» **AIM OF THE TASK**
Given the listing below, write out exactly the lines starting with the line that has "-884,10 +884,10 @@" and going on through the line that has "let mut dim_parts", both kept.

» **SUPPLIED RECORDS**
────────────────────
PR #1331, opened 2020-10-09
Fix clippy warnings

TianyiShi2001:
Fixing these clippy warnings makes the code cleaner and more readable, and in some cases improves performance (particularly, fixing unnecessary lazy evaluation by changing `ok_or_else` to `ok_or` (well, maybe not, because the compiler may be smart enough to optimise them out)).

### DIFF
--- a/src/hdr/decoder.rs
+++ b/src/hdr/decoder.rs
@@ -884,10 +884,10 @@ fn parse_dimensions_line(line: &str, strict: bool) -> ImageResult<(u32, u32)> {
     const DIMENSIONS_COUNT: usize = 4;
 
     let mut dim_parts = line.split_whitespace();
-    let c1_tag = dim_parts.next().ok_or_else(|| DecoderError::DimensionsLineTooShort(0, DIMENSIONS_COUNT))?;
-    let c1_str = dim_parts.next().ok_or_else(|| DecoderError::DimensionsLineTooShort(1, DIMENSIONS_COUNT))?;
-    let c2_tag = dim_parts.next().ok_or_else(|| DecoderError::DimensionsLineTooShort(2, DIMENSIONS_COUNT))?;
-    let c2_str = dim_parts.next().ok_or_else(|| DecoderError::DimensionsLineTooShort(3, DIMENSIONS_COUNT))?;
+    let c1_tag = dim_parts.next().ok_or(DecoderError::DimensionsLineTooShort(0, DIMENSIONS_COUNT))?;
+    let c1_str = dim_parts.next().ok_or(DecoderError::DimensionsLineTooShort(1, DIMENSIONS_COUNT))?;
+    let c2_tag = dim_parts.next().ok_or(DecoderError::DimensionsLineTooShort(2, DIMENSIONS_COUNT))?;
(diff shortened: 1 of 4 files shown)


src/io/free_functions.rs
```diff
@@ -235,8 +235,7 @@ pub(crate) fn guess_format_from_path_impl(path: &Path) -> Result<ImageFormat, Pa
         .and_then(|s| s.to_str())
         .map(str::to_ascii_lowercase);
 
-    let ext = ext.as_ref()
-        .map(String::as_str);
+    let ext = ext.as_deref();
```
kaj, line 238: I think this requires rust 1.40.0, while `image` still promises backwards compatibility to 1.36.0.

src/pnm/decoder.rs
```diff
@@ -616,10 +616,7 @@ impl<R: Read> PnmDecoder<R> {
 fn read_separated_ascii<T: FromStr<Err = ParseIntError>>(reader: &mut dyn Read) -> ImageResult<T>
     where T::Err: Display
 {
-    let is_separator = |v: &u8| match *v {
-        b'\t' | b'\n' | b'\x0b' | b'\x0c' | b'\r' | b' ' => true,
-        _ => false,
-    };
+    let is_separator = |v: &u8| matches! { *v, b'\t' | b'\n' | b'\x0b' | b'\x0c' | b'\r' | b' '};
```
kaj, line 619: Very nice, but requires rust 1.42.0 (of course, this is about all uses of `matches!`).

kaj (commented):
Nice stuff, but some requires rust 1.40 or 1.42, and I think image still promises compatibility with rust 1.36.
────────────────────
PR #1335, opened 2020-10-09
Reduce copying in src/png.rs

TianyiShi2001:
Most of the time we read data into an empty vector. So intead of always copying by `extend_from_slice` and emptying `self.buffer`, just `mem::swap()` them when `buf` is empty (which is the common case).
────────────────────
» **EXERCISE RESULT**
@@ -884,10 +884,10 @@ fn parse_dimensions_line(line: &str, strict: bool) -> ImageResult<(u32, u32)> {
     const DIMENSIONS_COUNT: usize = 4;
 
     let mut dim_parts = line.split_whitespace();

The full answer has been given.